His mum shared that birth had been difficult and complicated, and in the last months of pregnancy her blood pressure had been significantly increased, and the heart rate had been rapid. Kristers lacked oxygen during birth, as the umbilical cord turned out to be wrapped around his neck.
After-birth development had taken place within normal range, and by the age of one and a half years Kristers had learned to walk, speak his first words, put together puzzles, react to various people, and recognise items. However, suddenly at the age of two an unexplained sudden rapid fall took place: everything suddenly stopped, changed, and development regressed.
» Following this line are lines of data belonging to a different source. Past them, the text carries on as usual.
PR #8, opened 2012-07-21
Easier-to-use editor links

tgr:
- adds ability to define the format of the editor links as a simple string, without the need to override pathDisplayCallback (and have to deal with stuff like resource files in trace)
- takes default from xdebug.file_link_format if available
- adds example scripts to register custom protocol and open any editor from command line in Windows

Fixes issues [28](http://code.google.com/p/kint/issues/detail?id=28) and [34](http://code.google.com/p/kint/issues/detail?id=34) on the old tracker.

### DIFF
--- a/Kint.class.php
+++ b/Kint.class.php
@@ -321,8 +321,9 @@ class Kint
 		}
 
 		$url = str_replace( array( '%f', '%l' ), array( $file, $line), self::$fileLinkFormat );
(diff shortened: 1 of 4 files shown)


raveren:
Wow, awesome, I'll definitely merge the excellent changes and credit you in  the readme (is that how this works?)!

Sorry for the lack of updates, I continuously improve kint, but it currently has some style issues I'm struggling to fix, so I'm not committing to github yet.

PR #13, opened 2012-08-08
Added composer.json

carlos-granados:
Hi

I added a composer.json file to your (excellent) library. With this it will be possible to install your library using composer (the best dependency and library manager for php). I filled in the details but feel free to change anything like author, description, etc...

Regarding requirements, I don´t know if you require any specific version of PHP and if you require any other library to be installed, please modify the composer.json file to reflect this

Once you have included the composer.json file in your project, you should upload it to packagist.org so that other composer users can install it. The procedure is very simple but if you need any help, don´t hesitate to ask.

Regards and keep up the good work

Carlos

### DIFF
--- a/composer.json
+++ b/composer.json
@@ -1,0 +1,24 @@
+{
+    "name": "raveren/kint",
+    "description": "Kint - debugging helper for PHP developers",
+    "keywords": ["kint", "php", "debug"],
+    "type": "library",
+    "homepage": "https://github.com/raveren/kint",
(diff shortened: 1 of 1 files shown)


raveren:
Hey, thanks a lot, I really appreciate it. 

I keep kint PHP5.2-compatible to appeal to users even though namespaces and closures would be really helpful, and kint has no dependencies either. I'll merge the pull request and credit you with the next revision.

Thanks again!

PR #14, opened 2012-08-08
change case of splfileinfo.php

carlos-granados:
Hi,

You incorrectly had this file with the name splFileInfo.php. Since your autoloader converts everything to lower case before loading the files, this made loading of this file fail. I guess you were running in a system where file names are not case sensitive like Windows and that is why you probably didn´t notice

I renamed the file to lowercase

Carlos


raveren:
Hi, I am very well aware of case sensitive autoloading issues, and have definitely renamed the culprit, no idea how it got camelCased again..

Thanks!

carlos-granados:
Hi

Packagist by default only updates packages once a day, so these changes are
not yet reflected on the packagist repository.

If you want packagist to update packages as soon as you commit new changes
(this is great for developers who follow your product and who might need a
bug fix), you need to set up a github hook. This is explained in the
packagist site, will copy it here:

It is highly recommended to set up the _GitHub service hook_ for all your
packages. This reduces the load on our side, and ensures your package is
updated almost instantly. To do so you can go to your GitHub repository,
click the "Admin" button, then "Service Hooks". Pick "Packagist" in the
list, and add the API key you will find on your
profilehttp://packagist.org/profile/,
plus your Packagist username if it is not the same as on GitHub. Check the
"Active" box and submit the form.

Regards

Carlos

2012/8/8 raveren notifications@github.com

raveren:
I already did that earlier today:

http://i.imgur.com/OUtzo.png

still it does not acknowledge that I did :/

carlos-granados:
One question: when I output an object using your software, when I click on
the object name, the hierarchy is opened one level, but if I click on the +
sign the hierarchy is opened for all levels. Is this the expected behaviour
or am I doing something wrong? I find it strange that clicking on the plus
sign opens alls levels and it is not intuitive to click anywhere else to
just open one level... maybe you could add a configuration to choose this
behaviour?

Carlos

2012/8/8 raveren notifications@github.com

raveren:
Yeah, that is the intended and documented behavior, additionally if you doubleclick any plus symbol, _all_ collapsed elements on page will expand - probably hanging your browser in the process :)

Adding configuration options for this functionality would prove extremely difficult as the JS is not php-generated, but taken verbatim from a plain-text file. You could file an issue request and there's a chance I'd eventually get to it, but that's all I can promise unfortunately.

PR #15, opened 2012-08-12
Encoding selection support

deedweird:
Hi, Raveren! Thank you for such an amazing tool, debugging PHP code is so much better with Kint :)

The problems I ran into using Kint with Russian language (mostly due to PHP's broken mb_detect_encoding() ) and made a fix of:
1) With UTF-8 encoding Kint s() and d() showed incorrect string sizes of strings and d() output was garbage:
http://dl.dropbox.com/u/29937772/Kint/1_kint_raveren.png
Fixed: http://dl.dropbox.com/u/29937772/Kint/1_kint_me.png  

2) With WINDOWS-1251 encoding string lengths were reported correctly, but string previews for d() were broken:
http://dl.dropbox.com/u/29937772/Kint/2_kint_raveren.png
Fixed: http://dl.dropbox.com/u/29937772/Kint/2_kint_me.png

I should also note, that my patch makes a small regression: if the variables contain text in WINDOWS-1251, but Kint::$encoding is set to UTF-8(default), your version's s() and d() report correct strlen, while mine don't. Both versions truncate d() string previews.
Right strlen: http://dl.dropbox.com/u/29937772/Kint/3_kint_raveren.png
Wrong strlen: http://dl.dropbox.com/u/29937772/Kint/3_kint_me.png
I am not sure this can be fixed at all.


raveren:
Hey, deeweird, thanks for the pull request, I really appreciate both that _and_ the kind words.

I knew Kint was lacking in the character encoding department (as is my knowledge on the subject to be frank). 

I'll have to research this some more as I aim for the zero-setup goal and would like that Kint would work out of the box without setting up the encoding manually. Did I understand correctly, that using mb_\* functions with 'UTF-8' is _not_ the magic bullet?

And s() has been slightly left alone as I was planning to rewrite it to use the same parsing engine as d(), but in the meanwhile I really need it to help me develop the parsing engine itself. So bugfixes to s() are not yet a priority until I finish 1.0 final.

deedweird:
Oops, I accidentally sent an uncomplete message, sorry for that.

As far as I know, mb_\* functions work pretty well with UTF-8. But unfortunately, not all projects are in UTF-8. There is a lot of legacy (and/or language-specific) code, which uses WINDOWS-1251, KOI8-R, KOI8-U, CP866 and other old crappy encodings :( 

Also, the internal character encoding, which is get/set by mb_internal_encoding(), is quite a pain itself. AFAIK, it defaults to ISO-8859-1, aka latin1, which is a single-byte encoding, unlike UTF-8. So, this causes problems with non-latin characters and strings, when mb_\* functions are called without explicitly defined encoding. There are many projects, where internal character encoding is set to default.

I happen to work on such a project, it uses WINDOWS-1251(but internal encoding is set to default, which is ISO-8859-1), is big, complicated and full of turducken code. So I cannot just set internal encoding, as it may break something.

The ability to explicitly set the encoding is a saving grace in such cases, because mb_detect_encoding() is broken and cannot be used to find out the encoding of a non-UTF8 string.

raveren:
I think I solved this problem completely except of possibly string length mismatches. Changes are pending in the next build, thanks for your patience.

ma5ter:
This does not help with Cyrillic encodings, I've made a simple addition to override encoding using config file, this works fine enough.

Default mb_detect

Override in config


``` diff
--- R:\kint-master\config.default.php   2013-03-06 11:02:42.000000000 +0400
+++ R:\.kint\config.default.php 2013-03-14 09:10:30.000000000 +0400
@@ -120,6 +120,10 @@ $_kintSettings['theme'] = 'original';
 $_kintSettings['keyFilterCallback'] = null;


+/** @var string set to encoding you want all strings to be displayed */
+$_kintSettings['stringEncodingOverride'] = 'windows-1251';
+
+
 /** @var bool only set to true if you want to develop kint and know what you're doing */
 $_kintSettings['devel'] = false;
```

``` diff
--- R:\kint-master\Kint.class.php   2013-03-06 11:02:42.000000000 +0400
+++ R:\.kint\Kint.class.php 2013-03-14 08:56:08.000000000 +0400
@@ -26,6 +26,7 @@ class Kint
    public static $maxLevels;
    public static $enabled;
    public static $theme;
+   public static $stringEncodingOverride;
    public static $devel; # todo remove

    protected static $_firstRun = true;
```

``` diff
--- R:\kint-master\parsers\parser.class.php 2013-03-06 11:02:42.000000000 +0400
+++ R:\.kint\parsers\parser.class.php   2013-03-14 09:12:42.000000000 +0400
@@ -403,13 +403,17 @@ abstract class kintParser extends kintVa
    {
        $variableData->type = 'string';

+       if (!Kint::$stringEncodingOverride) {
        if ( function_exists( 'mb_detect_encoding' ) ) {
            $subtype = mb_detect_encoding( $variable );
            if ( $subtype !== 'ASCII' ) {
-
                $variableData->subtype = $subtype;
            }
        }
+       }
+       else {
+           $variableData->subtype = Kint::$stringEncodingOverride;
+       }

        $variableData->size = self::_strlen( $variable );
        $strippedString     = self::_stripWhitespace( $variable );
@@ -470,16 +474,16 @@ class kintVariableData
    protected static function _escape( $value )
    {
        # force invisible characters to have some sort of display
-       $value = preg_replace( '/[\x00-\x08\x0B\x0C\x0E-\x1F\x80-\x9F]/u', '�', $value );
+//     $value = preg_replace( '/[\x00-\x08\x0B\x0C\x0E-\x1F\x80-\x9F]/u', '�', $value );

        if ( function_exists( 'mb_encode_numericentity' ) ) {
            return mb_encode_numericentity(
-               htmlentities( $value, ENT_QUOTES, 'UTF-8' ),
+               htmlentities( $value, ENT_QUOTES, Kint::$stringEncodingOverride ? Kint::$stringEncodingOverride : 'UTF-8' ),
                array( 0x80, 0xffff, 0, 0xffff, ),
-               'UTF-8'
+               Kint::$stringEncodingOverride ? Kint::$stringEncodingOverride : 'UTF-8'
            );
        } else {
-           return htmlentities( $value, ENT_QUOTES, 'UTF-8' );
+           return htmlentities( $value, ENT_QUOTES, Kint::$stringEncodingOverride ? Kint::$stringEncodingOverride : 'UTF-8' );
        }
    }
```

raveren:
Do you get the Russian strings from external input or are your files encoded in windows-1251? I would like to get the source of the file that produces the empty output so I could experiment more on that.

raveren:
Ok, I think I got to the bottom of this, try pulling the latest version and adding 

``` php
$_kintSettings['charEncodings'] = array('windows-1251');
```

to your config.php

He no longer made eye contact with surrounding people and not even the closest family; he no longer spoke any sounds; he was only interested in the wind, shiny leaves of trees and grass (how it moves); he had no wish to do anything – neither play, nor be with his playmates.
Psychiatrist’s consultation confirmed the diagnosis: childhood autism, delayed language development, delayed intellectual development.
Rat race began: visits to various specialists, consultations, therapy sessions, classes, rehabilitation. Audio and speech therapist, ergotherapist, pearl baths, ABA (Applied Behaviour Analysis) therapy, and twice a year rehabilitation at the psychiatric department of Gailezers hospital.
For a few years Kristers attended the private kindergarten, but more as an observer. Initially it seemed that cooperation with his peers helped, but then information and external irritants became too much, and for the time being visits to the kindergarten have been cancelled.
The result is visible only after several years of hard work. Thanks to relentlessness and hard work invested by the parents, Kristers currently no longer avoids eye contact, and gradually begins to communicate with strangers, and gradually his language skills develop as well.
Kristers has a one-year-old sister. Initially Kristers pushed his sister away, did not want her, was afraid of her, but his mum did not stop her attempts at promoting their relationship, and now it seems to have worked. Kristers is watching what his sister does, repeats her movements and actions, and both have the same bowls and spoons. Kristers embraces his sister, and mum thinks that these joint activities help with Kristers’ development.
The only earner of the family is dad, and due to work he can be with the family only on weekends. Mum receives mush support from a nanny provided by Association of Disabled Persons and their Friends “Apeirons” for the money donated into the fund “Ziedot.lv”. Nanny’s load is 32 hours per month; it is not much, yet the family greatly appreciates it and rejoices over such a possibility.
Kristers is trying to learn and understand emotions, communication and cooperation, as well as use his fine motor abilities. He likes playing a guitar, music, also music therapy, dancing and clapping.
ABA therapy is considered important and useful for his further development. To continue attending ABA therapy, Kristers needs EUR 200 per month (EUR 2,400 per year). Let’s help!